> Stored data
PR #2324, opened 2022-05-29
New NPCs

Ultima1990:
Two new Kanto tutorial NPCs. One in Pewter to explain gems. Pewter because it has the museum. Makes sense to me. One in Saffron to explain breeding, because that's close to the Daycare on route 5.

Both are locked behind the Earth badge, which is when the player gains access to gems and also their Pokémon can reach level 100 and so breeding is unlocked. It makes no sense to me to have NPCs that explain things that the player does not currently have access to, hence locking them. Yes, this might mean players will not find them when they need them, I intend to have tutorial quests later on that will lead the player to go and talk to these NPCs, but that tech is currently locked inside another PR.
The only other improvement I can think of for these guys is maybe having the gems NPC not show up if the player has the no gems challenge active.

The third and final NPC is Riley in Canalave to explain the Riolu evolution. Not a lot of text there. He's a man of few words I guess.

### DIFF
--- a/src/scripts/towns/TownList.ts
+++ b/src/scripts/towns/TownList.ts
@@ -468,6 +468,26 @@ const AzaleaOldMan = new NPC('Wise Old Man', [
     'It says that the mythical Pokémon Celebi will appear before anyone who has proven they are a Champion Pokémon Trainer.',
 ]);
 
+const EcruteakBill = new NPC('Bill', [
+    'I traveled here all the way from Goldenrod to buy a Soothe Bell for my Eevee.',
+    'When I use a Soothe Bell on Eevee it can evolve into Espeon or Umbreon. It depends on the time. Espeon during the day, Umbreon at night.',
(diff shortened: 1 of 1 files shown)


Jaaslet (changes requested):
On Discord we agreed that it would make sense if 'Kimono Girl' shows up after beating Burning Tower.
Other than that, it looks great. Hopefully it will remove a bit of the spam in the bugs channel

Jaaslet (approved):
You changed it, before i left my review.
It works, so i approve the PR

Jaaslet (changes requested):
More code added after i approved? :O
Then i need to review again!
The two new NPCs looks great, but we might want to move both of them up the list. They both seams more important than the other NPCs in the town they are in, so i feel like they should be the top NPC

Jaaslet (approved):
We don't want to change the order of the NPCs anyway, so i approve this PR

PR #2336, opened 2022-05-30
Adding Lapras to Union Cave on Fridays

### LINKED ISSUE #2301: [SUGGESTION] Add Lapras to Union Cave
**Current Behavior**
There is no Lapras in Union Cave.

**Improved Behavior**
There is now a Lapras in Union Cave.

**Reason for change**
There is a Lapras in Union Cave on fridays in the original games.

**Detailed Description**
Add Lapras as a boss encounter on fridays after earning the Fog Badge.

Nydaleclya:
Adding a new Requirment for Weekdays.
Adding Lapras to Union Cave on Fridays, locked behind the Fog badge as in the games.

Closes #2301


Ultima1990:
I'm lovin' it. No clue about the implementation, someone else will have to weigh in on that, but I very much like the idea.

CorgiOnNeptune:
I'd suggest maybe changing "WeekdayRequirement" to "DayOfWeekRequirement". Since a 'weekday' typically refers to just Monday->Friday. But otherwise looks good to me! There are a few other canon appearances and temporary battles that could possibly implement this requirement as well down the line.

Jaaslet:
(Have not tested yet)
We need an NPC to explain how it works. Else we are going to get a ton of questions as soon as it's released

Aegyo:
Could you make the requirement take a DayOfWeek instead of a generic function? As it is now, it is looks like a CustomRequirement with opinionated variable names.

Also it doesn't look like it will update when the day actually changes, to do this you want a ko.observable somewhere (maybe a static property of DayOfWeekRequirement for now?), initialised with the current current day (or weekday number), and you can update it in the same place as where we give a new quest refresh and generate new daily deals (I think this is in App or Game). Then your "what day is it?" function should use that observable instead of a new Date

Ultima1990:
I don't think we'll need an NPC if the Lapras is hidden when it's unavailable. Then it'll just be a fun little easter egg.

Jaaslet (changes requested):
I did a full review!
Overall, it looks cool and works great. Thanks!
I have some small changes:

PR #2337, opened 2022-05-30
Unown (A) Health Fix

Nydaleclya:
The static Unown (A) had much more health than the daily ones.
Now they are the same.


Jaaslet:
This is already a part of PR  #2232. I will close this PR.
But thanks :)

PR #2338, opened 2022-05-31
Add filtering to protein menu

### LINKED ISSUE #1300: [SUGGESTION] Add filter to protein usage menu
**Current Behavior**
The game currently only has a sort dropdown. 

**Improved Behavior**
Ideally the protein usage menu would have both the sort and filter functionalities, similar to the hatchery. 

**Reason for change**
This will make it much easier to apply proteins to much more specific groups of pokemon - e.g. non-shinies of the newest region. 

**Detailed Description**
Expand the protein usage menu to have both a sort and a filter functionality. They could be minimizable, like in the hatchery menu. The filter menu could also be a pop-out, which would be inconsistent with the hatchery, but still okay. 

**Screenshots:**

shallotmama:
Does what the title says :)

I generalized the filtering a bit based on what already existed in the breeding code, then updated the breeding filtering to use it and added it to the protein page.

Closes #1300


Jaaslet (changes requested):
(I have not given i a full review yet)
It looks good. But if we want more stuff in that window, we need to make it bigger.
The dropdowns are too small, and the pokemon list is getting smaller.
If we can make the window wider and move some of the stuff up to the same line, i think it would look a lot better.

Jaaslet (changes requested):
It looks better now.
Any chance you know how to remove the vertical scrollbar? It takes up a row of the grid.
I did not find any correct way of doing it, but if you can't either, we will just throw a `overflow-x: hidden;` on the element.
I think the problem is that the search-row somehow is too wide

shallotmama:
I assumed you meant the horizontal bar. Turns out the `.form-row` class has a negative margin on the horizontals for some reason, and that was poking it outside the bounds of the parent. Setting the margins to 0 fixed it.

Jaaslet (approved):
> I assumed you meant the horizontal bar.

Yeah i did.
It looks great now! Thanks for the PR

PR #2940, opened 2022-09-03
Ash\'s and Pink Butterfree

Qwertypop04:
Adds Ash\'s Butterfree and Pink Butterfree as roamers in the Sevii Islands after beating the Orange League Champion


Jaaslet (approved):
Sevii roamers! Yay!
Thanks for the PR

PR #2943, opened 2022-09-03
Make Togepi, Riolu and Toxel baby Pokemon

Qwertypop04:
Lowered Pikachu forms egg cycles to the same as their base form.
Made Togepi, Riolu and Toxel babies due to them being such in canon, and to give them the egg steps babies are supposed to have. Also lowered event Togepi egg steps to match the egg steps their base forms will now have, as is done for Spiky-Ear Pichu


Jaaslet (approved):
Looks good. Thanks for the PR

PR #2945, opened 2022-09-04
Five Island dock can now be selected in the town

HyruleTeam64:
Made the Five Island dock accessible in the town itself like all other docks.


Jaaslet (approved):
Looks good. Thanks for the PR

PR #2948, opened 2022-09-04
Hiding Orange badges until first unlocks

Jaaslet:
So my original fix also made sure that the badges did not show up before the first was unlocked, but i kinda forgot to push that commit... So here it is!


Aegyo (approved):
:+1:

PR #2951, opened 2022-09-04
Unnecessary Sounds

### LINKED ISSUE #2923: [SUGGESTION] Make the "Egg ready to hatch" noise not proc when a helper hatches an egg
**Current Behavior**
Currently the "egg ready to hatch" noise plays every time an egg is ready to hatch. Be it from the hatcher or not. In other words, the noise plays when the hatcher hatches an egg despite the fact they they immediately grab a new egg.

**Improved Behavior**
I would like it if eggs hatched by hatchers made no noise since no user input is required.

**Reason for change**
It would make more sense for said noise to only be used so the user knows a new interaction can take place, in this case, hatch the egg and place a new one.

**Detailed Description**
The fact the hatcher also makes the noise is distracting since the noises are meant to grab the user's attention and, in the case of automatic hatching, there is no interaction to be made.

jk13pclick:
Closes #2923

### DIFF
--- a/src/scripts/breeding/Egg.ts
+++ b/src/scripts/breeding/Egg.ts
@@ -67,7 +67,7 @@ class Egg implements Saveable {
         this.shinyChance = newChance;
     }
 
-    addSteps(amount: number, multiplier: Multiplier) {
+    addSteps(amount: number, multiplier: Multiplier, helper = false) {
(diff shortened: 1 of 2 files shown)


Jaaslet (approved):
Looks good. Thanks for the PR

PR #2953, opened 2022-09-05
Tooltip Orientation

### LINKED ISSUE #2886: [SUGGESTION] Hide/Move popup windows on Underground buttons
Windows obscure the underground map

**Current Behavior**
This is a minor annoyance, but w
Screen Shot 2022-08-23 at 2 38 56 PM
hen you hover over (and therefore as you click) the black windows on the buttons can obscure some of the spots at the bottom of the underground map

**Improved Behavior**
Maybe make the black popups transparent, or make them appear below the buttons rather than above

**Reason for change**
Would remove impaired view of the underground

**Detailed Description**

**Screenshots:**
Screen Shot 2022-08-23 at 2 38 56 PM

jk13pclick:
Closes #2886


Jaaslet (changes requested):
I don't think moving them right is going to fix the problem, just move the problem.
What i suggest is to set left tooltip on the left buttons, right tooltip on the right buttons and set top/bottom in the middle

jk13pclick:
> I don't think moving them right is going to fix the problem, just move the problem. What i suggest is to set left tooltip on the left buttons, right tooltip on the right buttons and set top/bottom in the middle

> ABOUT THIS TASK
Nothing but an exact copy of the lines from the first one above through the line holding "Two new Kanto" should be returned.

> ANSWER TO THIS TASK
PR #2324, opened 2022-05-29
New NPCs

Ultima1990:
Two new Kanto tutorial NPCs. One in Pewter to explain gems. Pewter because it has the museum. Makes sense to me. One in Saffron to explain breeding, because that's close to the Daycare on route 5.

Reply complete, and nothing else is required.